Craig Mertens, President, Digital Art Solutions


----------



## sjidohair (Apr 9, 2008)

Craig,, 
Thanks for responding ,So the support Das gives Free, or included in the purchase price,, Now that makes a lot of sense.
Craig is there a area where forum members that dont have the Das system can go in and play with the software to see what it can do,, kinda test drive it before purchaseing?
Thanks again for the time to reply,, I know time is something none of us have enough of now days,
I also think it would be great if any of the support guys wanna come on the forum or your self and show some examples of what Das Can do.
I myself own 3 different systems and know I need each one for different performance levels.
MMM


----------



## allhamps (Mar 15, 2007)

Sandy Jo, I don't know Craig's answer to the "test drive" software, but I do know that DAS has approximately 10 video sessions on their website that show you what the rhinestone system does.

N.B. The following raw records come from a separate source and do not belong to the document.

PR #2814, opened 2017-12-31
[WIP, NeedHelp]New Resource: codebuild_webhook

atsushi-ishibashi:
Support: #2571 

The below error occured, how should we do?
```
* aws_codebuild_webhook.test: ResourceNotFoundException: Could not find access token for server type github
```

### DIFF
--- a/aws/provider.go
+++ b/aws/provider.go
@@ -301,6 +301,7 @@ func Provider() terraform.ResourceProvider {
 			"aws_codecommit_repository":                    resourceAwsCodeCommitRepository(),
 			"aws_codecommit_trigger":                       resourceAwsCodeCommitTrigger(),
 			"aws_codebuild_project":                        resourceAwsCodeBuildProject(),
+			"aws_codebuild_webhook":                        resourceAwsCodeBuildWebhook(),
 			"aws_codepipeline":                             resourceAwsCodePipeline(),
 			"aws_customer_gateway":                         resourceAwsCustomerGateway(),
 			"aws_db_event_subscription":                    resourceAwsDbEventSubscription(),
--- a/aws/resource_aws_codebuild_webhook.go
+++ b/aws/resource_aws_codebuild_webhook.go
@@ -1,0 +1,84 @@
+package aws
+
+import (
+	"github.com/aws/aws-sdk-go/aws"
+	"github.com/aws/aws-sdk-go/service/codebuild"
+	"github.com/hashicorp/terraform/helper/schema"
+)
+
+func resourceAwsCodeBuildWebhook() *schema.Resource {
+	return &schema.Resource{
+		Create: resourceAwsCodeBuildWebhookCreate,
+		Read:   resourceAwsCodeBuildWebhookRead,
+		Delete: resourceAwsCodeBuildWebhookDelete,
+
+		Schema: map[string]*schema.Schema{
+			"name": {
+				Type:     schema.TypeString,
+				Required: true,
+				ForceNew: true,
+			},
+			"url": {
+				Type:     schema.TypeString,
+				Computed: true,
+			},
+		},
+	}
+}
+
+func resourceAwsCodeBuildWebhookCreate(d *schema.ResourceData, meta interface{}) error {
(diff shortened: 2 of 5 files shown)


radeksimko:
Hi @atsushi-ishibashi 
I believe the error is caused by the fact that webhooks can only be set up for repositories which Codebuild has access to (that is access to setup hooks, not just to clone it). It seems (unfortunately) that the only way to give Codebuild access is to go to the AWS Console and follow the OAuth flow per https://docs.aws.amazon.com/codebuild/latest/userguide/create-project.html#create-project-console

It seems the token remains stored somewhere in the AWS account (presumably per region) and _then_ can be used automatically when creating new projects and/or webhooks.

We _might_ be able to automate the auth part via https://www.terraform.io/docs/providers/github/r/organization_webhook.html but I didn't test it myself, so I don't know for sure. In case it's possible we'd need to vendor & import the github provider in this repo. It's possible though, that once you create the webhook on Github's side this way it will also be automatically created in AWS, so this resources kind of becomes redundant. I'm just guessing how it works though - it needs testing.

The other option (if we cannot automate the auth) would be to expose a few ENV variables and provide clear instructions, e.g. `AWS_CODEBUILD_AUTHED_LOCATION` which the user would set to a repository that is within the OAuth scope they previously authorized in the Console. Then anyone could run acceptance tests by 1st authorizing Github in the Console and 2nd providing `AWS_CODEBUILD_AUTHED_LOCATION` as part of the test run.

Do you mind exploring some options in this area?

salvianreynaldi:
I think now CodeBuild's GitHub webhook supports branch filtering, https://docs.aws.amazon.com/cli/latest/reference/codebuild/create-webhook.html
It's not announced, but it's there. can you please support this parameter as well?

joestump:
Anything I can do to help get this PR across the finish line?

joestump:
This adds branch filtering per @salvianreynaldi's request.

```diff
--- a/aws/resource_aws_codebuild_webhook.go
+++ b/aws/resource_aws_codebuild_webhook.go
@@ -18,6 +18,10 @@ func resourceAwsCodeBuildWebhook() *schema.Resource {
                                Required: true,
                                ForceNew: true,
                        },
+                       "branch_filter": {
+                               Type:     schema.TypeString,
+                               Optional: true,
+                       },
                        "url": {
                                Type:     schema.TypeString,
                                Computed: true,
@@ -30,7 +34,8 @@ func resourceAwsCodeBuildWebhookCreate(d *schema.ResourceData, meta interface{})
        conn := meta.(*AWSClient).codebuildconn
 
        resp, err := conn.CreateWebhook(&codebuild.CreateWebhookInput{
-               ProjectName: aws.String(d.Get("name").(string)),
+               ProjectName:  aws.String(d.Get("name").(string)),
+               BranchFilter: aws.String(d.Get("branch_filter").(string)),
        })
        if err != nil {
                return err
```

@radeksimko as for tying this in with GitHub, you'd use the `github_repository_webhook` resource to tie the two together:

```hcl
resource "aws_codebuild_webhook" "github" {
    name = "my-project"
}

resource "github_repository_webhook" "aws_codebuild" {

  name = "awscodedeploy"

  configuration {
    url          = "${aws_codebuild_webhook.github.url}"
    content_type = "json"
  }

  events = ["pull_request", "push"]
}
```

joestump:
We're heading towards month five on this PR. I'm happy to create my own version of it with the `branchFilter` stuff and some better docs for examples if it'll increase the chances of it getting merged. This is a highly desired resource on my team and we've got Go/Terraform experience.

@radeksimko is adding `branchFilter` and better docs on tying it to GitHub all that you can see this in need of?

joestump:
@atsushi-ishibashi @radeksimko I've opened #4473 to address the comments here as well as the original error regarding not being able to find an access token.

bflad:
Work for this was finished up in #4473 and in a commit afterwards. The new `aws_codebuild_webhook` resource will be available in version 1.21.0 of the AWS provider, likely releasing middle of next week. 🎉

bflad:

These are what I viewed before I purchased the system, and I was salivating just watching. They cover everything from the generalities of what the system does, to some additional information like making rhinestone designs from fonts and clip art. The videos are clear, concise and very easy to understand. I watched the entire series and was ready to go as soon as my system arrived. I was up and making designs BEFORE I even looked at the manual. That's how descriptive the videos are. Also, I've only had to contact Tech Support a very few times in my 3+ years of ownership, but they have always been prompt, professional and right on point with a solution to the issue. Overall, in my PERSONAL experience, DAS has been nothing but awesome. (Yes, I've made myself a DAS Cheerleader 4 Life t-shirt).


----------



## DASBoss (Dec 11, 2008)

Sandy Jo, we have have always offered free support, so there is no extra charge built in to any of our products. We do have several video overviews of the the system on the main rhinestonesystem.com web site. This will provide a basic overview of SmartCut Pro 2.0 and is more of an introductory training. I just completed 5 hours of training videos for Smart Designer X4. The software has integrated tutorials, so the user can click on a topic inside the software and play a movie. The movie screen can be resized and floated in the workspace or it can be setup as a flyout. The user can practice lesson and hover the mouse over the media player to pop up the movie, start, stop, pause, replay, etc.... The best way for a forum user to get a peek at the software is to contact one of our account executives and schedule a personalized web demo. Also, anyone can pop into our public Webinars. The schedule is posted under Webcasts at smartdesigns.com. We try to maintain a level of exclusivity with our training as it is has always been one of the big benefits of working with our organization. Unfortunately we have had to be less open with public information, as the site was ending up as the "R and D" (Rip off and Duplicate) department for other companies. I have to run because I am teaching the CorelDRAW class at the ISS Ft Worth Show this morning.


----------



## sjidohair (Apr 9, 2008)

ok guys so if someone intended to only use the design elements of Das,, for Rhinestone application
What would be the least of the software required to enable them to create designs, 
Could they do it with just Smart cut 2 and Corel?
Or is there More needed for Design only.
Gail, I know you love DAS and your work is Beautiful,, I also love the idea of your das cheerleader shirt, lol...
MMM


----------



## DASBoss (Dec 11, 2008)

Sandy Jo,The minimum investment is going to be SmartCut Pro 2.0 Rhinestone Edition which includes Stone Stencils Volume 1 (stock designs and rhinestone fonts) plus the Training and Marketing Guide. The client does not have to order our materials, but 99% opt for a complete solution. We really know what we are doing and this knowledge and experience is part of what a client is investing in. The Training and Marketing Guide is a really big deal. We introduced our laser system, so there is a different set of supplies, but otherwise the system is identical for laser engravers.


----------